Below are the records. Retype exactly the lines between the lines holding "PR #1037, opened 2026-01-23" and "Add a new tool", inclusive.

══════

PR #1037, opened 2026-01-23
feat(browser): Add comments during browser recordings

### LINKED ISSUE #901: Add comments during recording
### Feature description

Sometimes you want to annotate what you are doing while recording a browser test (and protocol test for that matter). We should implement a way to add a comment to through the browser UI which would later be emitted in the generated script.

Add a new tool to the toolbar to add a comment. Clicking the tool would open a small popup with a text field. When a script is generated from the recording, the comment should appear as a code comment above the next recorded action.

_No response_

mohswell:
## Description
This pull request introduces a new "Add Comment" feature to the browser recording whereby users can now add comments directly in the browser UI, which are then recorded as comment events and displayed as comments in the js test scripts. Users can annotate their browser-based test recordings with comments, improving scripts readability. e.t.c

══════

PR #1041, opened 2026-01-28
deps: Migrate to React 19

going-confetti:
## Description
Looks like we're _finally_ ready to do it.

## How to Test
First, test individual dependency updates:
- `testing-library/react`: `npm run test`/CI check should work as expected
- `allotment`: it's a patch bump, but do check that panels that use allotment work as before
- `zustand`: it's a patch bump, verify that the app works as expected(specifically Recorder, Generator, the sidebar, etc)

══════

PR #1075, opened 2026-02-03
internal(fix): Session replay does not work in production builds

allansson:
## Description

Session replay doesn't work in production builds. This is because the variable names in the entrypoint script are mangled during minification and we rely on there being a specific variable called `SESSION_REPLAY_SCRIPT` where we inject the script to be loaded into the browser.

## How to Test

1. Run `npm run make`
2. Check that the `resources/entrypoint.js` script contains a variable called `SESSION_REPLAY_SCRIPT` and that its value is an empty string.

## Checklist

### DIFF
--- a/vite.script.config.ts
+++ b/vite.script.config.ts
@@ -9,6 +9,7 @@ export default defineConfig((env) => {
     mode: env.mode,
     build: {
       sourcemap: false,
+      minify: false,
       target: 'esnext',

══════

## Solution to this problem
PR #1037, opened 2026-01-23
feat(browser): Add comments during browser recordings

### LINKED ISSUE #901: Add comments during recording
### Feature description

Sometimes you want to annotate what you are doing while recording a browser test (and protocol test for that matter). We should implement a way to add a comment to through the browser UI which would later be emitted in the generated script.

Add a new tool to the toolbar to add a comment. Clicking the tool would open a small popup with a text field. When a script is generated from the recording, the comment should appear as a code comment above the next recorded action.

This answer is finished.